December 27, 2018

I want to talk to you for a few minutes about Aquaman.

I was pretty excited about seeing this movie. I remember, as a kid, watching the Super Friends cartoon every Saturday morning and Aquaman being one of my favorites. I think it says a lot about my self esteem even back then that the superhero I looked up to was one with a very limited and reasonably useless set of powers, a fact Family Guy spoofed perfectly. (That, and I didn’t even like swimming very much, so that’s odd too.) It isn’t as bad as choosing the Wonder Twins as your idol, but it’s certainly an interesting exploration of self-worth. Another reason I want to see the movie is that, unlike the MCU, I’ve seen all of the latest DC movies, so I feel like I know what’s going on and I want to keep that streak going.

And then the New York Times reviewed it, and the review was bad. (And also funny. The NYT can be pretty funny, especially their bad reviews. Particularly the restaurant reviews. You should check them out.) As I read the review, not only did I feel bad for the people who made the movie, but I felt sorry for them. I found myself imagining them taking this review personally, feeling worthless and bad about themselves, and that I should really go see the movie to support them and to make them feel better, that it was almost a responsibility for me to do that.

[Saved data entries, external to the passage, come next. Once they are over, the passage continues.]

PR #1633, opened 2025-04-01
Feat/hide layer legend setting in client

karljakoblarsson:
This PR adds the setting `"hideLayerLegend": true,` on layers in the LayerSwitcher settings. It makes it possible to disable the legend for specific layers. This is a request from Göteborg Stad. The setting needs to be added in the Admin tool as well.


Hallbergs:
Closing for now. Let's create a new PR against develop if this one is still valid.

PR #1635, opened 2025-04-03
fix: enable hash control over individual sublayers

karljakoblarsson:
@Hallbergs found some wrong looking code. And it turns out there is an actual bug there. External control over the hash parametes would not control group layers correctly.

This PR should fix that bug.

Thanks to @jacobwod for the`http://localhost:3000/examples/embedded.html` tool that made it so much easier to test this.

### DIFF
--- a/apps/client/src/models/AppModel.js
+++ b/apps/client/src/models/AppModel.js
@@ -38,7 +38,7 @@ import VectorLayer from "ol/layer/Vector";
 import VectorSource from "ol/source/Vector";
 import { Icon, Fill, Stroke, Style } from "ol/style";
 
-import { setOLSubLayers } from "../plugins/LayerSwitcher/LayerSwitcherProvider.js";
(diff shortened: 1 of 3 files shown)


jesade-vbg:
I can see that AppModel now is dependent on LayerSwitcher, which is a plugin. But... LayerSwitcher isnt really a real plugin so maybe its ok this time.

karljakoblarsson:
> I can see that AppModel now is dependent on LayerSwitcher, which is a plugin. But... LayerSwitcher isnt really a real plugin so maybe its ok this time.

Yeah that's bad. The layer switcher currently does a whole lot of layer actions that really should be part of the core. I don't how much refactoring is enough to fix that. It would be nice to fix but I also don't want to do a half-baked refactoring that only makes things worse.

Hallbergs (approved):

PR #1639, opened 2025-04-24
Feature/1613 documenthandler open plugin map link

### LINKED ISSUE #1613: DocumentHandler: Open corresponding plugin on map-link click
A user has requested additional `map-link` functionality in `DocumentHandler`. Specifically in `MapviewModel`, the user should be able to add a link with`timeslider` activated to a document chapter and have the the timeslider (or any other component) open upon clicking the link:

Image

The result should be the same window opened as in the url link provided:

Image

To fix this addional logic for opening the plugins specified in the url (...p=documentviewer%2Ctimeslider) should be added to `MapviewModel`. 

The feature should only be available if `enableAppStateInHash` is true.

OlofSvahnVbg:
closes #1613


Hallbergs (changes requested):
Just a thought: I see that we only show plugins if we have `enableAppStateInHash` set. Couldn't/shouldn't we allow to show plugins in "regular" links as well? Even when `enableAppStateInHash` is disabled. 

Also, please update the changelog!

OlofSvahnVbg:
Seems to work by just removing the check for appState. However, I found something else. The flyTo seems to be a bit janky:

https://github.com/user-attachments/assets/1e36a46a-0126-4c03-9623-cded54440ea4

OlofSvahnVbg:
Added new function that updates url while enableAppStateInHash is enabled. Previous function now only runs when appState is disabled.

Hallbergs (approved):

OlofSvahnVbg:
So I don't think we need the updateUrl or a check if appStateHash is activated. This is because when the map link is set the url contains all the neccesary information **if appStateHash is activated** at the time of creating the map link. Therefore, maybe the check for appStateHash when clicking the map link is unnecessary.

Issue #1646, opened 2025-04-30
LayerSwitcher - Draw order


jesade-vbg:
When dragging and dropping in the layer order tab its flickering allot but it also doesn't sort as expected.
The problem escpecially occurs when System layers and background layers are visible.

The "effect" is clearly visible in the attached video.

https://github.com/user-attachments/assets/11021007-afe6-48e0-8e1c-530fcabd0c79

Hallbergs:
My guess is that several of the layers have the same z-index. We have check all system layers and make sure to set z-index on all of them, and also build some kind of handler for the layers from config...

jacobwod:
I agree with @Hallbergs. Either same z-index or a pre-coded _"hovered item's z-index +1"_ when they overlap, which may lead to the dropped item "jumping".

jacobwod:
Thanks for looking into that @michaelsund. You're right about `react-smooth-dnd` (which already seemed like an odd choice when it as added quite recently, given that the latest updates are 5+ years old). 

Feel free to look into alternatives! 👍 

Related: I just modified the build script and Dockerfile in apps/client, as it would not build (react-smooth-dnd wants React 16, not 16+, and we're on 19 currently…).

PR #1689, opened 2025-09-16
Replacement of react-beautiful-dnd with dnd-kit

michaelsund:
Since react-beutiful-dnd needs replacement I tinkered with first hello-pangea/dnd but soon realized it's limitations and unresolved bugs.
Dnd-kit is now being used to render the draworder list with drag and drop.
The resorting of the real layers in the map is still as is, but i cannot get the bug described in #1646 to trigger anymore.

Since i'm not very familiar with the draw-order in and outs, I could use some help testing it with all kinds of layers other than the default ones.


michaelsund:
Nice! Discovered another problem with the grouplayers not being able to expand the layers in draworder, I have a fix for that though, will do a separate PR later.

jacobwod:
No worries. I think you can do at least one more commit: looks like we're missing a package in package.json. 😉 

```
ERROR in ./src/plugins/LayerSwitcher/components/DrawOrder.js 5:0-60
Module not found: Error: Can't resolve '@dnd-kit/modifiers' in '/Volumes/CaseSensitive/hajk-v4/apps/client/src/plugins/LayerSwitcher/components'
```

jacobwod:
Feel free to press the merge button! 👍

Issue #1688, opened 2025-09-16
Quick Access Presets can't be disabled


jacobwod:
Even when you set what I believe is the correct setting in Admin, save and verify that it got saved in map config's JSON, you can't get the UI to hide the Quick Access part. See attached screenshot. (The other key that could have something to do with it, `enableUserQuickAccessFavorites` is also `false`.)

<img width="474" height="767" alt="Image" src="https://github.com/user-attachments/assets/4c65a5de-8483-412d-8269-e14de2665552" />

PR #1693, opened 2025-09-17
Fix for QuickAccess to not render when config says it should't.

michaelsund:
If I understood #1688 correctly, this should fix the admin option to not show the QuickAccess and pass the "show" prop along and conditionally render the QuickAccessView component or not.

Maybe it's better to conditionally render the whole component in LayersTab.


jesade-vbg (approved):
Looks good! I've tested both scenarios and it works as expected. THanx!

Issue #1643, opened 2025-04-30
LayerSwitcher - Legacy Info button and view visible


jesade-vbg:
Legacy Info button and view are still visible on some layers (Probably group layers).
It should be like the button marked with green, sending to the new view showing the info.

![Image](https://github.com/user-attachments/assets/e76935c4-f896-4537-9e3d-70cfcaf81db3)

![Image](https://github.com/user-attachments/assets/aec8bd7e-49a3-4be6-a66b-758eb4f342e2)

michaelsund:
Looks like the legend-groups created manually in the admin-ui are still handled in the LayerGroup component.

Would it be a good idea to modify the new view "BtnShowDetails" component to handle this info too but without the opacity/legend/add-to-quickaccess options?
And just show the info only?

Since it's not a real layer or grouplayer, setting the above mentioned stuff might be a bit tricky when you can also make these settings on the real group/layer.

PR #1699, opened 2025-09-18
Fix/layerswitcher legacy info

michaelsund:
Fix for #1643 to use a new info component similar to LayerItemInfo.

Discovered that "infogroupowner" is not present in the config even if set on a group in the admin-ui, but should probably be it's own issue.

Screenshot from 2025-09-18 21-00-35


jacobwod (changes requested):
I couldn't really test the functionality itself as my configs seem to lack this option. But here comes the code review.

I removed a couple of unsed imports in your code. Make sure to pull them.

In addition, I noticed this:
```
// LayerGroup.js, line 115
  const [infoVisible, setInfoVisible] = useState(false);
```

This is an older line that's been there before your fix. But I think you may have a better understanding of the compontent right now so perhaps you can decide if it should stay as a `useState`, or just be replaced with a basic `const infoVisible = false`. I can't see its value change anywhere in the code, but I may not have the full picture. Feel free to decide.

jacobwod (approved):
Works like a charm!

PR #1720, opened 2025-10-08
feat: Include LayerGroup names in LayerSwitcher search

karljakoblarsson:
There was a bug in the LayerSwitcher search where search hits on "`LayerGroup`" names did not show the group. (A `LayerGroup` is a group configured in the config. Not a layer with sublayers, which is called `GroupLayer`)

https://github.com/user-attachments/assets/5a088e4c-2c58-4a0d-a2fe-4264093eadf0


karljakoblarsson:
I'm not to happy with the variable names. I'll updated them if I can think of something better.

karljakoblarsson:
> Super! But please PR towards `develop` instead. 👍

Of course!

PR #1749, opened 2025-12-19
Fix/1748 bookmarks sublayer state

### LINKED ISSUE #1748: Saving a sublayer activates all sublayers in a group layer using Bookmarks plugin
**Describe the bug**  
When a bookmark is saved with only a specific sublayer of a group layer active, loading that bookmark activates all sublayers within that group layer in the `LayerSwitcher`, rather than only the originally selected sublayer.

**Steps to reproduce**  

1. Activate a sublayer in the `LayerSwitcher`.
2. Save the current map state as a bookmark.
3. Reload the application.
4. Load the previously saved bookmark.
5. Observe that the entire group layer, including all its sublayers, is activated in the `LayerSwitcher`, not just the sublayer that was active when the bookmark was saved.

**Expected behavior**  
When a bookmark containing an active sublayer of a group layer is loaded, only that specific sublayer should be activated.

linusfj:
Closes #1748.


Hallbergs (approved):
(y)

PR #200, opened 2020-07-17
HBP-86 Use keycloak group instead of the list of GIDs in order to set the admin role for a user.

bvalean:


liadomide:
Based on this first commit, do I understand correctly that you checked and we do not have yet the ROLE TVB-ADMIN in our clients ?
I see you only checked a certain GROUP, while the comment from Marc mentions also a ROLE assigned to members of this GROUP.

bvalean:
On the user info response I get only the group of the logged user, not the roles of that group. 
This is the response:
{
  'sub': 'my_id',
  'email_verified': True, 
  'roles': 
    {
      'group': ['feature:keycloak-bug-workaround', 'group-TVB-admins']
    }, 
  'name': 'Valean Bogdan', 
  'mitreid-sub': 'mitre_id', 
  'preferred_username': 'bvalean', 
  'given_name': 'Valean', 
  'family_name': 'Bogdan', 
  'email': 'bogdan.valean@codemart.ro'
}

I think that if users are assigned to a group, you will get only the group name on the response, not the actual group's roles. For example if you have multiple roles assiged to a certain group you don't have to check for each role, you check only for the group name. I will do some more investigations.

bvalean:
I managed to configure our internal keycloak to receive a similar response, so now we can test locally: tvb-user is a normal user and tvb-admin user is in the TVB-admins group. I will merge this PR and if we will receive more details or if they will change something I will do another PR.

PR #203, opened 2020-07-22
TVB-2750. Avoid incompatibility between Postgres and numpy.bool type.

popaula937:


liadomide:
Great for catching this problem. 
But I think that if we apply `.item()` inside `DataSetMetaData.from_array` we will have fewer changes, and potentially fewer future mistakes.

PR #204, opened 2020-07-28
HBP-106. Run uploaders in a separate process to avoid access to in-memory data

popaula937:


popaula937:
To be merged after framework tests are fixed.

framework_tvb/tvb/tests/framework/core/factory.py
```diff
@@ -255,7 +255,7 @@ def import_region_mapping(user, project, import_file_path, surface_gid, connecti
         view_model.mapping_file = import_file_path
         view_model.surface = surface_gid
         view_model.connectivity = connectivity_gid
-        TestFactory.launch_importer(RegionMappingImporter, view_model, user, project.id)
+        TestFactory.launch_importer(RegionMappingImporter, view_model, user, project)
```
liadomide, line 258: I think in methods like this one is ok to do a `launch_synchronously` because these are used for data preparation.
But in `launch_importer ` (which seems used when we are testing the importers real flow, I think we should strive to preserve the real flow.

liadomide: Seeing the code changes again, I have second thoughts about what I said (that we might leave the code not refactored, and continue at a later point). I fear we might gather too much unclean code which will be forgotten.
@popaula937 What do you think? Could we split this in 2 or better do it clean now ?

popaula937: I have the same feeling, especially because of the tests which do not test the actual flow, that's why I did not merge this PR yet.

liadomide:
Should we close this un-merged, considering #214 ?

popaula937:
> Should we close this un-merged, considering #214 ?

Yes, I would close it since I have moved the relevant changes there already.

PR #205, opened 2020-07-29
WIP HBP-95: Enable Upload of Encrypted data files in TVB Web GUI

VinczeRobert:
It's not quite complete, but I thought I'll push what I have so far because as we discussed with Lia today, it got a little more complicated than we expected.

The first thing to note is that the script I wrote treats each file in the same way, so for example we won't unzip a zip and encrypt each file separately,but the whole zip itself.

The decryption is not done yet, because I don't really know what would be the best way to do it in terms of how much we modify the existing code in uploaders. As a result of the previous paragraph, for example, in ZipConnectivityImporter currently the path to the chosen zip is sent to be unzipped, but now we would need to first decrypt the zip file, save it somewhere temporarily, and send that to the unzip function. And we should do this only if we take the file as encrypted i.e. if the user specified the encrypted AES key.

As for why we need both asymmetric and AES encryption (which is symmetric), I think my comment on the task and especially the links added should be pretty good explanations: https://req.thevirtualbrain.org/browse/HBP-95.

Besides any other ideas for improvement that there might exist, I would have three questions:
1) Related to the 3rd paragraph here. The way the code is now, we must
a)  Decrypt the zip file.
b) Save the decrypted zip file.
c) Send it to FilesHelper.

Couldn't we do something so that we skip step B or is it not a problem if we save it?

2) I understood that there will be one public key and one private key which will be constant (currently a new pair generates at each launch, the public key can be downloaded by the user and the private key is kept in session). I also understood that the public key will be available on the website, but where do we keep the private key?

3) In the crypting.py script I wrote, on line 26, there is a parameter modes.CTR(iv). That iv is supposed to be generated randomly and it is supposed to be different at each encryption, I left it a constant now so I can make this PR. I will probably research it a little bit more to see what it does exactly, but it is probably a part of the AES encryption/decryption algorithms. My idea would be to somehow include that parameter in the same .pem file as the encrypted key, but that would complicate the encryption for the user even more. Or we could just leave it a constant. The reason why it shouldn't be a constant is that it is not secure enough, but we don't use AES alone, we use it in combination for RSA, so maybe we could live with that. Any ideas here?


framework_tvb/tvb/core/services/crypto_service.py
```diff
@@ -0,0 +1,65 @@
+import os
```
liadomide, line 1: Missing tvb copyrights header and author

framework_tvb/tvb/adapters/uploaders/crypting/crypting.py
```diff
@@ -0,0 +1,60 @@
+import os
```
liadomide, line 1: This file is missing the tvb copyright header and author.
I think this is the demo on how the user should encrypt files locally before upload into TVB.
I think it needs a bit more text commenting the content (once it is done).
Should we maybe move it under `tvb.interfaces.command.demos.importers` ? Or maybe a notebook under tvb_documentation/demos ?
The public key file should sit very close to this example

framework_tvb/tvb/core/services/crypto_service.py
```diff
@@ -0,0 +1,65 @@
...
+        upload_path = getattr(view_model, trait_upload_field_name)
+        with open(upload_path, 'rb') as f:
+            encrypted_content = f.read()
+
+        # Get the encrypted AES symmetric-key
+        with open(view_model.encrypted_aes_key, 'rb') as f:
+            encrypted_aes_key = f.read()
+
+        # Read the private key
+        with open("../../adapters/uploaders/keys/private_key.pem", "rb") as key_file:
```
liadomide, line 30: I suggest to put the full path towards the Private Key inside .tvb.configuration (and then read it similarly to the way we read `KEYCLOAK_CONFIGURATION`)

framework_tvb/tvb/adapters/uploaders/crypting/crypting.py
VinczeRobert: I added a notebook and placed it there.

framework_tvb/tvb/core/services/crypto_service.py
VinczeRobert: I am moving the code from crypto_service in a new method in ABC Uploader, because there is not much code.

framework_tvb/tvb/core/adapters/abcuploader.py
```diff
@@ -77,8 +94,68 @@ def _prelaunch(self, operation, uid=None, available_disk_space=0, view_model=Non
...
+            return
+
+        if TvbProfile.current.UPLOAD_KEY_PATH is None or not os.path.exists(TvbProfile.current.UPLOAD_KEY_PATH):
+            raise LaunchException("We can not process Encrypted files at this moment, "
+                                  "due to missing PK for decryption! Please contact the administrator!")
+
+        # Open encrypted file
+        upload_path = getattr(view_model, trait_upload_field_name)
+        with open(upload_path, 'rb') as f:
+            encrypted_content = f.read()
```
liadomide, line 114: Will this full read of the uploaded file be safe in case of very large files (e.g. surfaces) ?
Could we buffer the encryption somehow ?

framework_tvb/tvb/core/services/project_service.py
```diff
@@ -156,6 +156,12 @@ def find_project(self, project_id):
             self.logger.exception("Given Project ID was not found in DB!")
             raise ProjectServiceException(str(excep))
 
+    def find_project_path(self, project_name):
```
liadomide, line 159: I think this new method is never used. I will remove it.

framework_tvb/tvb/interfaces/web/static/js/genericTVB.js
```diff
@@ -877,7 +877,7 @@ function waitForStorageUpdateToEnd() {
  *
  * @param projectId the selected project
  */
-function showDataUploadOverlay(projectId) {
+function showDataUploadOverlay(projectId, projectName) {
```
liadomide, line 880: This new argument doesn't seem to be used. I will remove it.

framework_tvb/tvb/core/services/project_service.py
VinczeRobert: I forgot it there...

framework_tvb/tvb/interfaces/web/static/js/genericTVB.js
VinczeRobert: I forgot it there...

VinczeRobert:
Encrypting and decrypting with buffer is working using pyAesCrypt if we asynchronously encrypt the password (the test that I wrote is passing succesfully). I just have to edit the notebook and it's a little problematic because I can't initialize EncryptionHandler there, but with a fresh mine tomorrow I think it will go fast.

Also, like this it will be much much easier to encrypt multiple files with the same key.

VinczeRobert:
From my part this task is finished now. 

EncryptionHandler can't be used directly because:
1. Both ABCUploader and the Jupyter Notebook gives some directory initialization error.
2. Encrypted files would had been stored with .aes extension, so they would have not been seen when you choose a file to upload (e.g. at ZipConnectivity uploading you can only choose .zip files).

As a result, I use pyAesCrypt directly. It's easy to encrypt more files using the same key from the notebook, the user will just have to insert all the paths in a list. Also, the encrypted files will be stored in the same place as the original ones, having the '_encrypted' extension. 

As for the test part, I used pytest.parametrize which in this case means there are 4 new tests now which do the same thing, but with different file types. I wanted to demonstrate that it works on any file type and with bigger as well (cortex_80k.zip). 

And lastly, I think the buffer size is okay, the files are encrypted and decrypted very fast. I noticed something rather curious. I uploaded encrypted cortex_80k.zip and it took 10 seconds. Then I uploaded the original cortex_80.zip directly and it took 11 seconds. I don't understand why the non-encrypted file would take more time in some cases. The algorithm has to be correct since the tests are passing and in the UI the two files look the same when I visualize them. If someone has an answer to this question, I would be curious to hear it.

framework_tvb/tvb/core/services/encryption_handler.py
```diff
@@ -40,6 +40,7 @@
 import pyAesCrypt
 from tvb.basic.logger.builder import get_logger
 from tvb.basic.profile import TvbProfile
+from tvb.interfaces.command.demos.importers.encrypt_data import generate_random_password
```
liadomide, line 43: This dependency is not correct (`interfaces` package can depend on `core`, nor reverse). 
Maybe put function `generate_random_password` here and use it in the interfaces ?

framework_tvb/tvb/core/adapters/abcuploader.py
```diff
@@ -77,8 +95,55 @@ def _prelaunch(self, operation, uid=None, available_disk_space=0, view_model=Non
...
 
+        trait_upload_field_names = list(self.get_form_class().get_upload_information().keys())
+        for upload_field_name in trait_upload_field_names:
+            self._decrypt_content(view_model, upload_field_name)
+
         return ABCSynchronous._prelaunch(self, operation, uid, available_disk_space, view_model, **kwargs)
 
+    @staticmethod
+    def _decrypt_content(view_model, trait_upload_field_name):
+        if view_model.encrypted_aes_key is None:
```
liadomide, line 106: Maybe move this check before the loop over `trait_upload_field_names ` as it applies to all inputs ?

framework_tvb/tvb/core/adapters/abcuploader.py
```diff
@@ -29,25 +29,40 @@
...
+from tvb.core.adapters.exceptions import LaunchException
 from tvb.core.entities.transient.structure_entities import DataTypeMetaData
-from tvb.core.neotraits.forms import StrField
+from tvb.core.neotraits.forms import StrField, TraitUploadField
 from tvb.core.neotraits.uploader_view_model import UploaderViewModel
+from cryptography.hazmat.primitives import serialization
+from cryptography.hazmat.primitives import hashes
+from cryptography.hazmat.primitives.asymmetric import padding
+from cryptography.hazmat.backends import default_backend
+from tvb.interfaces.command.demos.importers.encrypt_data import ENCRYPTED_DATA_SUFFIX, DECRYPTED_DATA_SUFFIX
```
liadomide, line 52: This dependency from `tvb.core` towards `tvb.interfaces` is not correct (it should be inverse).

framework_tvb/tvb/core/adapters/abcuploader.py
```diff
@@ -77,8 +95,55 @@ def _prelaunch(self, operation, uid=None, available_disk_space=0, view_model=Non
...
+        )
+
+        decrypted_password = decrypted_password.decode()
+
+        # Get path to decrypted file
+        decrypted_download_path = upload_path.replace(ENCRYPTED_DATA_SUFFIX, DECRYPTED_DATA_SUFFIX)
+
+        # Use the decrypted password to decrypt the message
+        pyAesCrypt.decryptFile(upload_path, decrypted_download_path, decrypted_password,
+                               TvbProfile.current.hpc.CRYPT_BUFFER_SIZE)
```
liadomide, line 144: Could it be worthy to create a dedicated `CryptographySettings` class and the put all the constants like `CRYPT_BUFFER_SIZE, CRYPT_PASS_SIZE, ENCRYPTED_DATA_SUFFIX, DECRYPTED_DATA_SUFFIX` there ?
Or under `tvb.core.adapters.constants` ? (I have a tendency for the second alternative, as it is closer to the usages, but I could be ok with these living under the profile, also.

framework_tvb/tvb/interfaces/command/demos/importers/encrypt_data.py
```diff
@@ -0,0 +1,83 @@
...
+            label=None
+        )
+    )
+
+    return encrypted_symmetric_key
+
+def save_encrypted_password(encrypted_password, path_to_encrypted_password):
+
+    with open(os.path.join(path_to_encrypted_password, ENCRYPTED_PASSWORD_NAME), 'wb') as f:
+        f.write(encrypted_password)
```
liadomide, line 83: Maybe add a  `__main__` to demonstrate usage ?

framework_tvb/tvb/tests/framework/adapters/uploaders/encrypt_decrypt_test.py
```diff
@@ -0,0 +1,127 @@
...
+
+
+class TestEncryptionDecryption(TransactionalTestCase):
+
+    # noinspection PyTypeChecker
+    @pytest.mark.parametrize("dir_name, file_name", [('connectivity', 'connectivity_76.zip'),
+                                                     ('surfaceData', 'cortex_2x120k.zip'),
+                                                     ('projectionMatrix', 'projection_meg_276_surface_16k.npy'),
+                                                     ('h5', 'TimeSeriesRegion.h5')])
+    def test_encrypt_decrypt(self, dir_name, file_name):
```
liadomide, line 57: This runs surprisingly fast on Jenkins 
https://jenkins.codemart.ro/view/TVB/job/TVB%20-%20Tests%20-%20SqLite/869/testReport/adapters.uploaders.encrypt_decrypt_test/TestEncryptDecryptImporter/

Then your strange times for uploader execution (with/without encryption) could be due to other reason (e.g. machine load), as 0.x s for encrypt&decrypt in a ~10s job range would not be something to reasonably benchmark with one single manual test, but would require an automated setup to reliably measure multiple times.

framework_tvb/tvb/core/services/encryption_handler.py
VinczeRobert: Okay, but I had to make it a static method in EncryptionHandler and send the pass_size as parameter instead of using self.pass_size in order to avoid initializing an EncryptionHandler object, which would result in an error.

framework_tvb/tvb/core/adapters/abcuploader.py
VinczeRobert: Okay.

framework_tvb/tvb/core/adapters/abcuploader.py
VinczeRobert: Yeah, I didn't pay attention to the dependencies. I reversed it now.

framework_tvb/tvb/core/adapters/abcuploader.py
VinczeRobert: I can move the constants defined by me, but CRYPT_BUFFER_SIZE AND CRYPT_PASS_SIZE I think should stay under the profile because they use a manager object given as a parameter to the constructor.

framework_tvb/tvb/interfaces/command/demos/importers/encrypt_data.py
VinczeRobert: So basically I should write the same thing as in the notebook in a __main__ here?

framework_tvb/tvb/tests/framework/adapters/uploaders/encrypt_decrypt_test.py
VinczeRobert: Yeah, I know that it runs surprisingly fast...

VinczeRobert:
I did a wrong rebase, so I will close this PR and open another one.

PR #210, opened 2020-08-10
TVB-2661: Export/Import of projects from web GUI

liadomide:
This PR continues #194 by touching remaining TODOs in the Import part, as well as refactoring related code.

Done here:
- On import from the old form with `Operation.xml`, create a `ViewModelH5`
- Links Import

Left for another PR (same task, same branch):
- ResultFigures op_gid reference
- check coverage and potentially add unit-tests
- Review the way `ViewModel.gid` is passed to a new `Operation` constructor. Maybe replace `params` with `view_model_gid` column directly ?

Left for another task:
- DataTypeGroups (export and import)


framework_tvb/tvb/core/entities/file/files_helper.py
```diff
@@ -99,6 +99,13 @@ def get_project_folder(self, project, *sub_folders):
             self.check_created(complete_path)
         return complete_path
 
+    @staticmethod
+    def get_key_by_value(list, value):
```
liadomide, line 103: Why this static method in FilesHelper? it doe not seem to be related to files.
Maybe put it as a function in `tvb.core.utils` ?

PR #212, opened 2020-08-10
TVB-2769 Correct Metadata editing in a DT overlay and ensure DB&H5 persistence

liadomide:
In TVB Web GUI, on a DataType, we can open an overlay to show details.
Some of these details can be edited (e.g. "user tags").
This PR ensures that changing those fields can be done without throwing errors and that the changes are persisted both in DB and in H5 files

### DIFF
--- a/framework_tvb/tvb/core/neotraits/_h5core.py
+++ b/framework_tvb/tvb/core/neotraits/_h5core.py
@@ -84,6 +84,7 @@ class H5File(object):
         self.user_tag_3 = Scalar(Attr(str), self, name='user_tag_3')
         self.user_tag_4 = Scalar(Attr(str), self, name='user_tag_4')
         self.user_tag_5 = Scalar(Attr(str), self, name='user_tag_5')
+        self.operation_tag = Scalar(Attr(str), self, name='operation_tag')
         self.parent_burst = Uuid(Attr(uuid.UUID, required=False), self, name='parent_burst')
         self.visible = Scalar(Attr(bool), self, name='visible')
         self.metadata_cache = None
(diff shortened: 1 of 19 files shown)


framework_tvb/tvb/core/neotraits/_h5core.py
```diff
@@ -273,6 +276,7 @@ def __repr__(self):
 
 class ViewModelH5(H5File):
 
+    # TODO  it will be good to be able to just call with H5File.from_file(h5_path) as f for ViewModelH5 also
```
liadomide, line 279: @popaula937 I would like your opinion if this can be achieved or not. I think it can, then we should create a dedicated task for this TODO

framework_tvb/tvb/core/services/project_service.py
```diff
@@ -720,33 +716,43 @@ def _edit_data(self, datatype, new_data, from_group=False):
             operation = dao.get_operation_by_id(datatype.fk_from_operation)
             operation.user_group = new_group_name
             dao.store_entity(operation)
+            op_folder = self.structure_helper.get_project_folder(operation.project, str(operation.id))
+            vm_gid = json.loads(operation.parameters)['gid']
+            view_model_file = h5.determine_filepath(vm_gid, op_folder)
+            if view_model_file:
+                view_model_class = H5File.determine_type(view_model_file)
+                view_model = view_model_class()
+                with ViewModelH5(view_model_file, view_model) as f:
```
liadomide, line 725: @popaula937 this is one example of usage where fixing the previously mentioned TODO would help

liadomide:
Work is done here, but it should be merged after #210 as some unit-tests are now failing, as they expect the project&ops in the final 2.* form (with a View Model and an Operation.parameters with vm.GID)

PR #213, opened 2020-08-11
TVB-2771: Clear SessionStoredSim on project delete (and not only)

VinczeRobert:
I made some tests and deleting only the session stored simulator won't work, the burst config and the last_loaded_url should be removed as well + is_simulationloaded must be False in case you loaded a simulation and then you switched the project.

Is this okay in ProjectController or would it be better in SimulationController?


VinczeRobert:
I agree with the changes (I didn't know about the _mark_selected method until now).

So, to sum up: I actively thought that a multi-billion dollar conglomerate would feel better if I went and saw their latest blockbuster, and that it was my responsibility to do so.

That, for me, is what it’s like to live with anxiety.

 It’s different for everyone, although most people will tell you there is a commonality concerning change and order, as in they don’t like the first and try to maintain the second. As I’ve talked about before, crowds are definitely a source of anxiety for me, but another area is the continual fear that I am going to let people down, that I can’t let that happen and what I can do to make sure they feel good about themselves. That fear manifests itself as dread when it comes to meeting new people and involving myself in new situations. I can’t help but always imagine worstcase scenarios. I live in my head, projecting what I’m sure is going to happen. And it isn’t even always in my head. If you ever catch me talking to myself, which many of you have, I’m either working out some plot point in whatever novel I’m writing, or I’m creating the doomsday scenarios for everything that could possibly happen to me the rest of the day, and probably the next couple of days as well.

The most disconcerting thing about the anxiety is the perpetual motion of it. The depression I understand and accept. There are a couple of wires crossed in my head, and if that means every so often I lay awake longer than I’d like to thinking about my own mortality and that of those around me, so be it. I wish I knew better what would trigger depressive episodes, but at least I’m aware enough to recognize when I slip into one and how best to manage it. But the anxiety just doesn’t stop.

If my neighbors are on their porch, I won’t check the mail, because I’m afraid they’ll want to talk to me. I don’t go grocery shopping, because I can’t decide exactly what to buy and if I’ll have time to eat it, and I end up ordering delivery. I watch so many reruns because I’m afraid I might not like watching something new, or worse, I’ll feel pressure to like it, and if I don’t, then that says something about me, that there’s something wrong with me. The phone will ring, and I will see that it is someone I know and like, and I’ll still struggle with answering it, because I’m afraid I won’t have anything interesting to say, and I’ll bore them. And the list goes on.

I know that it throws people off that I can be so light-hearted and flip about all of this, but the truth is I’m either going to cry or laugh about it all, because that’s all I can really do in the end. It doesn’t make dealing with it any less important, but things can be important without being serious, and some days that’s the only way I get through. (That, and people tip a smiling bartender a lot more than they tip a scowling one.)

I probably won’t go see Aquaman, partially because it’s two and a half hours long, and partially because that’s just my M.O.: I get super-excited about a movie when I see the trailer, but by the time it gets to the theater, I’m just “meh” about it. But also, partially because I know I don’t have to. Bad reviews or not, it’s doing just fine at the box office, and the Jason brothers (Wan the director and Momoa the eye candy) won’t miss my $15. That’s honestly a relief for me, and might actually be the reason I do go see it. Because now I can watch it simply for my own enjoyment and not because I feel like I have to.

But I’m still going to say a hard no if they ever greenlight a Wonder Twins movie.